We consider the experimental data quantitatively. The detected signal from the potentiometric geometry or the reciprocal geometry is given by14

$${\rm{\Delta }}V=\frac{1}{2}({V}_{12}(+{m}_{1},-{m}_{2})-{V}_{12}(-{m}_{1},+{m}_{2}))=\frac{2{P}_{C}{P}_{FM}\eta }{\pi {G}_{B}}{I}_{34},$$
(2)

where P C , P FM , and G B are the channel polarization, FM polarization, and ballistic conductance of the channel, respectively. The factor η (0 ≤ η ≤ 1) indicates how much current in the channel gets shunted in the FM contact with η = 1 indicating no current shunting.

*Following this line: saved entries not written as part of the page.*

Issue #179, opened 2021-06-01
Suggestion to use reified genertic fun instead of `KotlinLogging.logger`


kosiakk:
Option to use normal function call
```kotlin
val logger = KotlinLogging.logger()
```
instead of current
```kotlin
val logger = KotlinLogging.logger {}
```
or both (maybe with deprecation and automatic migration, if community agrees)

Definition of such function is a little bit unusual because it's defined as an extention to any class:

```kotlin
inline fun <reified T> T.getLogger(): KLogger {
    val clazz = T::class.java
    val name = clazz.canonicalName ?: clazz.toString()
    return KotlinLogging.logger(name) // can be simplified with access to KLoggerFactory
}
```

I think this is better from any point of view: 
- usual syntax
- no guessing the class name by lambda class name
- the best possible performance (a bit important because logger is usually not static in Kotlin)

kosiakk:
Since `T` is a `reified` type parameter, it's known at runtime.  Also the function is `inline`, so that generated byte-code has a simple class literal. This is a decompiled version of generated code:
```
      Class clazz$iv = GlobalSchedule.class;
      String var10001 = clazz$iv.getCanonicalName();
      if (var10001 == null) {
         var10001 = clazz$iv.toString();
         Intrinsics.checkNotNullExpressionValue(var10001, "clazz.toString()");
      }

      String name$iv = var10001;
      this.logger = KotlinLogging.INSTANCE.logger(name$iv);
```

oshai:
Something is not 100% clear to me:
The signature is `KotlinLogging.logger()` although the method called `getLogger`?
In addition - isn't `T` resolved to `KotlinLogging` at runtime?

kosiakk:
1. Yes, sorry `getLogger` is just how I called it locally - I've wrote this function for me, as external to Kotlin-logging. Internally you could choose different name and pass `Class` instance directly to SLF4J (they will deal with names)

2. Due to Java generic type erasure, it's impossible at runtime dymanically. So it's statically compiled to a specific class by means of Kotlin's [reified generic types](https://kotlinlang.org/docs/inline-functions.html#reified-type-parameters). Therefore `T` is not resolved. It's a sepecific constant for each method call, baked-in by the compiler at call-site.

oshai:
ok, thanks. I suggest to create a PR to add such functionality.
We can discuss later if we want to deprecate other apis.

ArcticLampyrid:
[...]

PR #205, opened 2021-12-09
Added capability to use a reified inline function for instantiating a logger

severn-everett:
Addressing issue #179

### DIFF
--- a/src/jvmTest/kotlin/mu/KotlinLoggingTest.kt
+++ b/src/jvmTest/kotlin/mu/KotlinLoggingTest.kt
@@ -1,18 +1,20 @@
 package mu
 
+import mu.KotlinLogging.logger
 import org.junit.Assert.assertEquals
 import org.junit.Test
 import org.slf4j.LoggerFactory
 
-private val logger = KotlinLogging.logger { }
-private val loggerFromSlf4j = KotlinLogging.logger(LoggerFactory.getLogger("mu.slf4jLogger"))
+private val logger = logger { }
+private val loggerFromSlf4j = logger(LoggerFactory.getLogger("mu.slf4jLogger"))
 private val loggerFromSlf4jExtension = LoggerFactory.getLogger("mu.slf4jLoggerExtension").toKLogger()
 
-class ForKotlinLoggingTest {
-    val loggerInClass = KotlinLogging.logger { }
+private class ForKotlinLoggingTest {
+    val loggerInClass = logger { }
+    val inlineLoggerInClass = logger()
 
     companion object {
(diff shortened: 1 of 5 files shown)


oshai:
note there are conflicts with previous PR

src/jvmTest/kotlin/mu/KotlinLoggingTest.kt
```diff
@@ -1,18 +1,20 @@
 package mu
 
+import mu.KotlinLogging.logger
```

The precise value of spin polarization in the Rashba channel has not been reported, while the Rashba effective magnetic fields in semiconductors and metals have been estimated2,6. Based on the experimental results and equation (2), we estimate the spin polarization of the channel as shown in Fig. 5c. In the four-terminal device, P FM  = 0.5 and η = 1 (Supplementary Fig. 2) are assumed. Also, we use the ballistic conductance, G B , which is independently measured to be 34.9 mA/V. The extracted spin polarizations of the channel are 0.065 at 1.8 K and 0.05 at 300 K. While the channel polarization slightly decreases with increasing temperature due to the thermal agitation at a higher temperature, a clear spin polarization is still detected at room temperature. The channel polarization is relatively constant up to 77 K and shows a small decrease (~20%) at room temperature. This temperature degradation of the signal is slightly larger than a typical InAs quantum well channel (~10%)26,27. The temperature dependence of Rashba effect has not been clearly understood yet. We believe that the reason for degradation of Rashba effect at higher temperature is due to a severe mobility decrease of the channel, suggesting the thermal fluctuation and averaging effects due to scattering events.

Summary

We observed the separation of electrochemical potentials for spin-up and spin-down electrons. Using multi-terminal spin valve geometry, long range signals of three distinct resistance states with reciprocity were observed up to room temperature. We expect our results to be found for any materials exhibiting a spin-momentum locking phenomenon and our methodology to be applied to diverse spin information devices.

Methods

Device Fabrication

A two-dimensional electron channel was epitaxially grown using a molecular beam epitaxy system. The vertical structure from top to bottom is InAs (2 nm), In0.52Al0.48As (20 nm), In0.53Ga0.47As (13.5 nm), InAs active layer (2 nm), In0.53Ga0.47As (2.5 nm), In0.52Al0.48As (6 nm), n+ In0.52Al0.48As carrier supplier (7 nm), In0.52Al0.48As buffer (300 nm), and a semi-insulating InP (001) substrate. The In0.52Al0.48As and In0.53Ga0.47As double cladding layers were the potential barrier to confine the electrons in the quantum well. The channel was fabricated using photolithography and Ar ion milling. The patterns for ferromagnetic (Ni81Fe19) and non-magnetic (Ti/Au) electrodes were made by electron beam lithography. The thicknesses of Ni81Fe19 and Ti/Au electrodes are 80 nm and 10 nm/100 nm, respectively. Parts of the semiconductor layers were milled out to adjust the interfacial resistance, and therefore the distance from the ferromagnetic electrode to the quantum well layer is 23 ± 2 nm.

Measurements method

A vibrating sample magnetometer was used for acquiring magnetization curves of thin film. Anisotropic magnetoresistance was measured for investigating the switching fields of ferromagnetic electrodes (Supplementary Fig. 4). Potentiometric and its reciprocal measurements were taken inside a temperature controlled cryostat for probing the electrical characteristics. We utilized Keithley 236 as a current source and Keithley 2182 A as a voltmeter. The impedance of voltage meter is 10 GΩ.

Data availability

The data that support the findings of this study are available from the corresponding authors on request.